- TASK GOAL:
Leave out the lines before the one with "note: as more"; output that line and all remaining lines of the records exactly.

START INPUT FOR THIS TASK

Issue #3060, opened 2020-06-15
Mix information from queue and worker-manager in UI and worker-manager


djmitche:

djmitche:
Let's have a little brainstorm here.

At the top level, we currently have "Worker Manager" and "Workers" menu items.  The "Workers" is currently structured by "provisioner" and then "workerType" and then a list of workers (notably, workerGroup is not a level, and that's probably just as well).

Instead, we really have "task queues" and "worker pools".  These are sort-of joined by name, but it's possible to have one without the other. For example, the `built-in/succeed` task queue exists on the queue, but not in worker-manager.  And worker-manager may have pools defined which have no tasks and no workers, and thus no task-queue exists.  So, the view I'm picturing has a row for each task-queue/worker-pool:

* taskQueueId = workerPoolId (linking to workers view)
* queue
  * pending tasks
  * stability
  * description
* worker-manager
  * providerId
  * current capacity
  * owner
  * link to errors
  * link to definition edit/delete

Some of that information might make more sense in a sidebar, or even in a full-page view.  Especially description, and we have long talked about adding a schema for each task queue as well.

For rows that are missing one or the other, those fields would be blank.

Information about workers also comes from both the queue and worker-manager, but in a fashion that's less visible to users.  Again we can have workers known to the queue but not worker-manager (such as `built-in/*`) and workers known to worker-manager but not the queue (such as workers that have been created but not yet claimed a task, or have otherwise failed).  Also, both services keep track of workers for some time after they have stopped doing work.  We should give a unified view of workers, but make it clear what different pieces of information mean, as that information is often crucial to debugging.

So, a similar tabular view for workers makes sense, with the following information:
 * workerGroup / workerId
 * queue
   * last seen by queue (#4366)
   * most recent task / state
   * quarantine state + button
 * worker-manager
   * state
   * capacity
   * providerId
   * terminate button

Similarly, some of this information, and perhaps more (first claim, created, list of tasks, etc.) might make sense in a sidebar.

Setting aside the UI, it's not clear how best to get all of this information from the DB, since it is spread over two services.  The data we want is basically an OUTER JOIN of the queue and worker-manager tables.  Our DB access rules allow a service to have *read* access to another service's tables, so we would have to select one service or the other to run that OUTER JOIN.  It probably makes sense to do so in worker-manager, in keeping with our standard that platform services don't know about core services.

[...]

PR #5370, opened 2022-04-20
feat(ui): show last active in queue workers view

matt-boris:
Addresses UI part of #4366.

note: as more and more columns are added to this table, I feel like the UX is worse and worse, as horizontal scrolling is then needed. We may need to address this as more columns will be added from https://github.com/taskcluster/taskcluster/issues/3060.


lotas (approved):
LGTM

END INPUT FOR THIS TASK

- WRITTEN RESPONSE:
note: as more and more columns are added to this table, I feel like the UX is worse and worse, as horizontal scrolling is then needed. We may need to address this as more columns will be added from https://github.com/taskcluster/taskcluster/issues/3060.


lotas (approved):
LGTM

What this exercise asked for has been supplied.